Collected data:
PR #900, opened 2024-05-03
run a modern gofmt on the codebase

jmhodges:
First seen in PR #898, and maybe worthy of
breaking it out to a separate PR.

Run with:

go1.22.2 fmt ./...
go1.22.2 fmt ./tools/... # to catch the submodules

### DIFF
--- a/middleware.go
+++ b/middleware.go
@@ -48,7 +48,7 @@ func setRequestStartTime() Middleware {
 	}
 }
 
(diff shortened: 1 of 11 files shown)


jmhodges:
This doesn't include the `-s` (simplify) because I can't remember if the struct name elision from slices works on 1.16. Could, though.

oskirby (approved):
Looks good to me!

PR #901, opened 2024-05-03
Update deploy job to use cimg/deploy:2024.03.1

oskirby:
In my recent PR #897 to update the CircleCI environment, we needed to change the docker cache path because `/go/` is no longer writeable as a non-root user. Unfortunately, this seems to have caused the deploy job to fail due to differing project directories between the `docker:18.06.3-ce` image and the ones used by CircleCI.

To fix this, I think we can update the deployment docker image to a CircleCI one and it should all be good.

### DIFF
--- a/.circleci/config.yml
+++ b/.circleci/config.yml
@@ -120,7 +120,7 @@ jobs:
 
   deploy:
     docker:
-      - image: docker:18.06.3-ce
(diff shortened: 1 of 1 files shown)


jmhodges (approved):
Hell yeah

PR #909, opened 2024-06-12
Collect package installation into common base image

oskirby:
In the Debian bookworm update, we split the Docker container build into two phases, the first builds the autograph binaries and the second phase installs config and gets it ready for deployment. Unfortunately, this meant that we needed to install packages and build tooling into both stages, which doubled the amount of time it took for package installation.

This attempts to clean that up by creating a common base image with the Debian package setup, and re-using it for both the build and deployment phases. This saves us about 60-90s of build time and it makes local development via `docker compose run unit-test` significantly faster by caching the package setup.

### DIFF
--- a/Dockerfile
+++ b/Dockerfile
@@ -1,9 +1,9 @@
 ARG GO_VERSION=1.19
 
 #------------------------------------------------------------------------------
-# Build Stage
+# Base Debian Image
 #------------------------------------------------------------------------------
-FROM debian:bookworm as builder
+FROM debian:bookworm as base
 ARG GO_VERSION
 
 ENV DEBIAN_FRONTEND='noninteractive' \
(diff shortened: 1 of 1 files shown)


jmhodges (approved):
Nice. I was going to worry about us shipping an image with gcc installed into it (for image size reasons, mostly) but we already were! This is a strictly better solution.

oskirby:
On the topic of image size, this currently sits somewhere around 580MB for the Autograph image, and off the top of my head the storage is utilized something like:
 - 200MB: Generic Debian
 - 60MB: Autograph Sources
 - 40MB: Autograph Binaries
 - 40MB Golang Build Tooling
 - 200MB: Dependencies just for `apksigner` - amazingly it depends on the full graphical JRE runtime. It's *a lot* of stuff.
 - 40MB: Signer and build package dependencies.

It's still a lot better than what it used to be, but we have some low-hanging fruit (Autograph Soruces and Golang build tooling) that don't really need to be there in the shipped image. And we could save a ton of storage space if we found a different signer for APKs that didn't pull in the entire JRE runtime.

**Activity:**
What is needed is a verbatim copy of every line in the records above from the one containing "- 40MB Golang Build Tooling" down to the one containing "- 40MB: Signer", both included, and nothing more.

**Response area:**
 - 40MB Golang Build Tooling
 - 200MB: Dependencies just for `apksigner` - amazingly it depends on the full graphical JRE runtime. It's *a lot* of stuff.
 - 40MB: Signer and build package dependencies.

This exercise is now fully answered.